Stored items
════
PR #375, opened 2023-07-26
OCPBUGS-18034: Only bump lastTransitionTime on 'status' changes

wking:
From [the API docs][1]:

    lastTransitionTime is the time of the last update to the current status property.

And [the library-go `SetStatusCondition` implementation][2] includes:

```go
  if existingCondition.Status != newCondition.Status {
    existingCondition.Status = newCondition.Status
    existingCondition.LastTransitionTime = metav1.NewTime(time.Now())
  }

  existingCondition.Reason = newCondition.Reason
  existingCondition.Message = newCondition.Message
```

The motivation for that behavior is that it's often more useful to know "how long has this resource been `Degraded=True`?" and similar than it is to know how long it has had exactly the same `status`/`reason`/`message`. Messages in particular can be fairly mutable (`# of # pods available`, etc.), and changes there do not necessarily represent fundamental shifts in the underlying issue.

[1]: https://github.com/openshift/api/blob/81f778f3b3ec31c1dd344e795620a8fbaf2d9a51/config/v1/types_cluster_operator.go#L129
════
What to do:
What lines of the data contain the string "changes"? List them.

Result of the task:
OCPBUGS-18034: Only bump lastTransitionTime on 'status' changes
The motivation for that behavior is that it's often more useful to know "how long has this resource been `Degraded=True`?" and similar than it is to know how long it has had exactly the same `status`/`reason`/`message`. Messages in particular can be fairly mutable (`# of # pods available`, etc.), and changes there do not necessarily represent fundamental shifts in the underlying issue.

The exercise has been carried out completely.